However I think here the issue is that the lack of conservatives in social
psychology obscures the fact that it is a discipline with almost no real
content -- they ask questions and do studies which can provide any result they
wish, so the group of people engaged in the science just imprint their own
beliefs on it -- getting 'data' and 'studies' that exactly conform with their
worldview, not coincidentally. In order to provide basic rigor to the science
(and to provide any hope of ending the current replication crisis) there needs
to be scientists employing the same methods but who expect radically different
(socially conservative) outcomes. Currently the best way to see which method
or explanation a psychology study finds evidence for is not to read the study,
but rather to read the bio of the first author, and find his or her pet
theory. This is the problem at hand.
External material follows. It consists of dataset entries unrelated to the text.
PR #154, opened 2016-09-20
[DO NOT MERGE] Message typing for Replication

myronkscott:
This is for discussion only.  We should probably pick one method or the other but not both.

One method uses the type system to designate if the message is active or passive only.  The common type means run on both active and passive

```
class MyActiveMessage extends ActiveOnlyEntityMessage {  //  active only execution

}

class MyPassiveMessage extends PassiveOnlyEntityMessage {  //  passive only execution

}

class MyEnytityMessage extends EntityMessage {  // runs on both 

}
```

The other method uses annotation to convey the same information

```
@Execution(Execution.ServerState.ACTIVE)
class MyActiveMessage extends EntityMessage {  // active only 

}

@Execution(Exection.ServerState.PASSIVE) 
class MyPassiveMessage extends EntityMessage {  // passive only 

}

@Execution({Exection.ServerState.ACTIVE, Exection.ServerState.PASSIVE})
class MyEntityMessage extends EntityMessage {  //  both

}

class MyEntityMessage {  // both

}
```

### DIFF
--- a/entity-common-api/src/main/java/org/terracotta/entity/ActiveExcludedEntityMessage.java
+++ b/entity-common-api/src/main/java/org/terracotta/entity/ActiveExcludedEntityMessage.java
@@ -1,0 +1,24 @@
+/*
+ *
+ *  The contents of this file are subject to the Terracotta Public License Version
+ *  2.0 (the "License"); You may not use this file except in compliance with the
+ *  License. You may obtain a copy of the License at
+ *
+ *  http://terracotta.org/legal/terracotta-public-license.
+ *
+ *  Software distributed under the License is distributed on an "AS IS" basis,
+ *  WITHOUT WARRANTY OF ANY KIND, either express or implied. See the License for
+ *  the specific language governing rights and limitations under the License.
+ *
+ *  The Covered Software is Entity API.
+ *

The lack of intellectual diversity in the
discipline just allows the intellectual farce to plod along unexposed.

------
privong
> But where were the hard numbers that pointed to bias, be it in the selection
> of professionals or the publication process, skeptics asked? ... Maybe it
> was the case that liberals simply wanted to become professors more often
> than conservatives.

Interesting. I wonder if those same people would explain a lack of gender
diversity in tech as "women aren't interested in tech", or an analogous
feeling in other fields? I guess I do not have an understanding for how much
of that reaction is a general attitude towards diversity versus a reactionary
stance in regards to the suggestion of a lack of diversity in one's own domain
of work/expertise/culture/experience.

> But the percentages varied. Regarding economic affairs, approximately
> nineteen per cent called themselves moderates, and eighteen per cent,
> conservative. On foreign policy, just over twenty-one per cent were
> moderate, and ten per cent, conservative. It was only on the social-issues
> scale that the numbers reflected Haidt’s fears: more than ninety per cent
> reported themselves to be liberal, and just under four per cent,
> conservative.

Certainly the social issues are more extreme, but having a ~70% to 10% ratio
of liberal to conservative thinking for foreign policy is still very lopsided.
I think all three categories would be considered too lopsided, not just the
last one.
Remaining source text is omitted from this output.